LATEST: Judiciary Criticizes Culture Minister Over Al Jazeera Interview

President Rouhani has begun his first provincial tour with a three-day visit to Khuzestan in southern Iran.

Speaking to enthusiastic crowds, he talked in Arabic about economic conditions: “We need migration from bad living conditions to desired conditions; migration from inflation, stagnation, high prices and unemployment to occupation; migration from a society where others have created divisions among us to a united society.”

Far more controversial, at least outside Iran, will be this comment about the interim nuclear deal, whose implementation was agreed with the 5+1 Powers on Sunday:

The Geneva accord means the great powers’ surrender to the great Iranian nation.

The Geneva accord means the acceptance by the world of Iran’s peaceful nuclear technology that we achieved in the shadow of the efforts and self-sacrifice of young scientists. The Geneva accord means breaking the dam of sanctions that was unduly imposed on the dear and peace-loving Iranian nation.

Rouhani continued, “We will defend the nation’s rights by relying on divine strength, preserve this country and national interests as soldiers of the front line, and adjust our relations with the world based on the nation’s interests.”

Judiciary Criticizes Culture Minister Over Al Jazeera Interview

The Iran Prosecutor General Gholam Hossein Mohsen Ejei has criticized Culture Minister Ali Jannati’s recent interview with Al Jazeera English, saying Jannati is “not at the level” to comment on the judiciary’s affairs.

Jannati told Al Jazeera that he would open up social media, including Facebook, and said, “President Hassan Rouhani is making more room for freedom of the press.”

At the same time, the Culture Minister admitted limits on the Government’s scope for change, “Part of these activities fall outside of our responsibilities, and in some cases, the judiciary and courts get involved, and that is out of our control.”

See Iran Interview: Culture Minister Jannati “We Seek Full Freedom of the Press & Arts”

Jannati continued:

The head of the executive branch has changed, but the head of the judiciary has not yet changed, and is still in the same condition as before….

It’s natural that our judiciary needs to come along with the changes that are taking place in the country, and we hope to witness the same changes in the judiciary.

Ejei questioned if the English translation of the interview was right and continued,

If it is correct, Jannati is not at the level to determine the responsibilities of the judiciary….I stress that maybe these words are not his words, but if they are, this issue very much lowers his level, and it appears that it is not appropriate for a political and cultural minister to interfere in another branch like this.

Even if the Minister had been mis-translated, Ejei blamed him for not being wary of questions “biased and provocative against the judiciary”: “If a wise and shrewd [Iranian] official is facing a foreign network, he should not respond to this question.”
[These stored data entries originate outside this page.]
PR #176, opened 2022-02-20
Add `tlMimaPreviousVersions` setting

armanbilge:
We previously debated its usefulness in https://github.com/typelevel/sbt-typelevel/pull/46, but now I'm convinced.

1. `mimaPreviousArtifacts` is at the project level, but often you want to filter botched releases at the build-level. `tlMimaPreviousVersions` is build-level.
2. Some projects add extra versions, like cats includes the 1.x series for some modules.
3. Some projects are just weird, like scalacheck has this pvp version thing going on.

So yeah, I'm convinced :)

### DIFF
--- a/mima/src/main/scala/org/typelevel/sbt/TypelevelMimaPlugin.scala
+++ b/mima/src/main/scala/org/typelevel/sbt/TypelevelMimaPlugin.scala
@@ -47,27 +47,23 @@ object TypelevelMimaPlugin extends AutoPlugin {
         versionScheme.value.contains("early-semver"),
         "Only early-semver versioning scheme supported.")
 
-      if (publishArtifact.value) {
-        val current = V(version.value)
-          // Consider it as a real release, for purposes of compat-checking
-          .map(_.copy(prerelease = None))
-          .getOrElse(sys.error(s"Version must be semver format: ${version.value}"))
+      val current = V(version.value)
+        // Consider it as a real release, for purposes of compat-checking
+        .map(_.copy(prerelease = None))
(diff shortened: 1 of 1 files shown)


danicheg (commented):
Sorry for being late on this. Here are my 2 cents on the topic. Wouldn't that be confusing for users to deal with the settings behaving likewise the upstream settings? Say, the `tlFoo` setting where `foo` comes from an upstream library. An ability to configure things at the build/project level multiple ways increases entropy, I guess. Moreover, if new `tl-*` settings would slightly differ in behavior against original upstream settings, then it really can be hard to figure out things.

armanbilge:
@danicheg thanks for your feedback, always much much appreciated!

I guess you are talking about the difference between `mimaPreviousArtifacts` and `tlMimaPreviousVersions`?

The problem is that `mimaPreviousArtifacts` is very difficult to configure correctly (remember that mouse had misconfigured this, so JS artifacts were being compared to JVM artifacts?). In fact many projects misconfigured this which is one of the reason I was motivated to make sbt-typelevel.

I agree that it is confusing, and I would like to make this better though. WDYT?

danicheg:
Nevermind. I'm just overthinking about corner cases, probably. sbt-typelevel can mitigate some difficulties of configuring plugins for their users. As you said, users might be wrong on it also without sbt-typelevel.

armanbilge:
FWIW I expect this setting to be rarely used. Of all the Typelevel projects, really only Cats and Scalacheck seem to need it.

armanbilge:
Darn, this PR introduced a regression.

Issue #144, opened 2022-02-06
Create a Typelevel Laika Theme


armanbilge:
As very nicely documented in https://github.com/planet42/Laika/discussions/253#discussioncomment-2119387.

It seems that this is a much more principled way to provide default settings/config for Laika.

PR #180, opened 2022-02-20
Create a Typelevel helium theme

armanbilge:
Closes https://github.com/typelevel/sbt-typelevel/issues/144. Fixes https://github.com/typelevel/sbt-typelevel/issues/121.

@jenshalm if you happen to have a chance, I would be very grateful for your eyes on this 🙏 Thank you again for the guide in https://github.com/planet42/Laika/discussions/253, it was very very helpful ❤️ 

@danicheg since you are passionate about Typelevel microsites, I'd love to hear your ideas as well!

Screen Shot 2022-02-20 at 13 42 55


site/src/main/resources/org/typelevel/sbt/helium/default.template.html
```diff
@@ -0,0 +1,107 @@
...
+        ]
+      }
+      
+      <ul class="nav-list">
+        <li class="level1 nav-header">Related Projects</li>
+        <li class="level2"><a href="https://typelevel.org/cats/">cats</a></li>
+        <li class="level2"><a href="https://typelevel.org/cats-effect/">cats-effect</a></li>
+        <li class="level2"><a href="https://fs2.io/">fs2</a></li>
+        <li class="level2"><a href="https://scalacheck.org/">scalacheck</a></li>
+      </ul>
```
armanbilge, line 75: @danicheg any thoughts on this one?

site/src/main/scala/org/typelevel/sbt/TypelevelSitePlugin.scala
```diff
@@ -84,6 +98,13 @@ object TypelevelSitePlugin extends AutoPlugin {
       Helium
```
armanbilge, line 98: @jenshalm I couldn't figure it if/how it's possible to move this config into the `TypelevelHeliumExtensions`, would appreciate any pointers.

site/src/main/resources/org/typelevel/sbt/helium/default.template.html
danicheg: Should be that bar be configurable? It's easy to imagine that a particular project could be not related to scalacheck/fs2/etc.

armanbilge: Yes, for sure, I was thinking about this too. I started by grabbing the "pinned" projects from the Typelevel org page.

We can make it configurable, or change it from "related" to something else? Or just list every project there? 😆 

If we make it configurable, then maybe we need add some helper method so its easy to add TL libraries there without checking the name, url etc.

armanbilge: I was thinking we can use a `Seq[(String, URL)` and provide something like this:
https://github.com/sbt/librarymanagement/blob/67988135152f88afa9134fcfc357c0901e700f40/core/src/main/scala/sbt/librarymanagement/License.scala#L10

danicheg: Sure. More type-safety is always preferable.

site/src/main/scala/org/typelevel/sbt/TypelevelSitePlugin.scala
```diff
@@ -16,24 +16,35 @@
...
+import gha.GenerativePlugin
+import GenerativePlugin.autoImport._
+
 object TypelevelSitePlugin extends AutoPlugin {
 
   object autoImport {
     lazy val tlSiteHeliumConfig = settingKey[Helium]("The Helium configuration")
     lazy val tlSiteApiUrl = settingKey[Option[URL]]("URL to the API docs")
+    lazy val tlSiteRelated =
+      settingKey[Seq[(String, URL)]]("A list of related projects (default: cats)")
```
armanbilge, line 46: @danicheg wdyt?

site/src/main/scala/org/typelevel/sbt/TypelevelProjects.scala
```diff
@@ -0,0 +1,33 @@
...
+
+object TypelevelProject {
+  val Cats = tl("cats")
+  val CatsEffect = tl("cats-effect")
+  val Discipline = gh("discipline")
+  val Fs2 = "fs2" -> url("https://fs2.io/")
+  val Http4s = "http4s" -> url("https://http4s.org/")
+  val Scalacheck = "scalacheck" -> url("https://scalacheck.org/")
+  val Shapeless = gh("shapeless", "milessabin")
+  val Shapeless3 = gh("shapeless-3")
```
armanbilge, line 29: I think probably these are the most important, but happy to add anything :)

site/src/main/scala/org/typelevel/sbt/TypelevelSitePlugin.scala
armanbilge: Maybe should be `tlSiteRelatedProjects` ?

site/src/main/scala/org/typelevel/sbt/TypelevelSitePlugin.scala
armanbilge: I took another look at this and I was able to do it :)

site/src/main/scala/org/typelevel/sbt/TypelevelSitePlugin.scala
```diff
@@ -71,7 +83,21 @@ object TypelevelSitePlugin extends AutoPlugin {
...
+        tlSiteApiUrl.value,
+        scmInfo.value.map(_.browseUrl),
+        licenses.value.headOption,
+        tlSiteRelated.value
+      )
+    },
+    tlSiteHeliumConfig := Helium.defaults,
+    laikaTheme := {
+      tlSiteHeliumConfig.value.build.extend(tlSiteTheme.value)
+    },
```
armanbilge, line 100: This configuration still feels awkward 😕

jenshalm: What would you prefer as an alternative here? 

I assume from the user's perspective they can completely ignore the `laikaTheme` setting here (which would need to be documented as they might be tempted to use it by looking at Laika docs) and the remaining 2 are the core Helium features and the Typelevel extra theme features which I feel are best kept separate. For one of the settings you'd add docs to your own site and for the other you could directly point them at the Laika page for theme settings.

The only way you could create a unified theme config API would be if the base theme would be a fairly small feature set that would enable you to re-expose its config API in your own theme API. But the Helium API is huge and replicating it in an extension is not feasible/desirable.

jenshalm: Now looking at the implementation I'd recommend not to completely hide the core Helium config inside the `TypelevelHeliumExtensions` class. The hidden defaults would override anything users would set in `tlSiteHeliumConfig`. You also kind of create the Helium theme twice (which would also lead to some things executing twice). I feel like it's more convenient and better separated if users could write something like this:

```scala
tlSiteHeliumBase = TypeLevelHeliumBase.defaults
  .withFoo
  .withBar...

tlSiteHeliumExtensions = TypeLevelHeliumExtensions.defaults
  .withFoo
  .withBar...
```

Where the first setting is the core Helium API as documented in the Laika manual, only that the defaults are already richer than the builtin `Helium.defaults` (essentially the `base` value currently hidden inside the extension impl) and the second setting is your own API with functionality not covered by core Helium.

This is certainly not ideal, but maybe the best option given that wrapping and re-exposing the extensive Helium API is not feasible?

armanbilge: > the hidden defaults would override anything users would set in `tlSiteHeliumConfig`. You also kind of create the Helium theme twice (which would also lead to some things executing twice).

Thanks, yes, those were exactly the problems I was concerned about. Actually this change was not backwards-compatible because of the overriding thing.

> This is certainly not ideal, but maybe the best option given that wrapping and re-exposing the extensive Helium API is not feasible?

You are right, I was trying to avoid having two separate settings for the base config and extensions. But it seems unavoidable, so I agree it is probably the best option.

> I assume from the user's perspective they can completely ignore the `laikaTheme` setting here (which would need to be documented as they might be tempted to use it

Right, well it depends whether the user is a Typelevel project or not. In fact, I don't expect most Typelevel projects to care about these settings at all. Only a few projects might need to make some very minor customization, except the sbt-http4s-org plugin which will add its own extensions.

https://github.com/typelevel/sbt-typelevel/blob/791f9a905ba0d54e800759a39f8609ecab62e6c7/build.sbt#L152-L156

https://github.com/http4s/http4s-dom/blob/cce807dfec6754e89b1eae73b306401b5b3997e6/build.sbt#L200-L204

 Non-typelevel projects can ignore these and make their own theme following the Laika manual.

jenshalm: Additional note: it might also be worthwhile to check whether the things you do in your extension settings are generic enough to be offered by the core Helium API, but that would be a thing for 0.19 and not something you can plan with for this PR.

Ejei claimed that Jannati said his comments had been “distorted.” He called on the minister to make a public protest.

The Prosecutor General indicated the judiciary would not bow to any demand from the Rouhani Government that it thought improper, as it is not “dependent on the political currents of the day”: “When we say that the judiciary should do a certain thing, do you mean to trample the law and operate according to tastes?”

FM Zarif Meets Syrian President Assad on Wednesday

Foreign Minister Mohammad Javad Zarif has arrived in Damascus for a meeting with Syrian President Assad.

Zarif is visiting Syria after discussions in Lebanon, Iraq, and Jordan and will go to Russia after today’s conversation with Assad.

Iran has been seeking a place at the top table at the January 22 conference in Switzerland to resolve the Syrian crisis.

Larijani: “We Have Extensive Plans in Area of Human Rights”

Senior judiciary official Mohammad Javad Larijani has told an Irish delegation that Tehran rejects Western demands on human rights as imposition: “The Islamic Republic of Iran’s affinity for human rights is rooted in its Islamic and cultural principles and we don’t accept the Western-imposed human rights (principles) which want to change our way of life.”

Larijani assured, “We have extensive plans in the area of human rights and establishment of Iran’s Human Rights Council with such a structure and extent (that it) shows its importance for the Islamic Republic of Iran.”

Poets Freed From Prison

Poets Fatemeh Ekhtesari and Mehdi Mousavi were released on bail on Tuesday afternoon.

The two were detained in early December as they were about to travel abroad.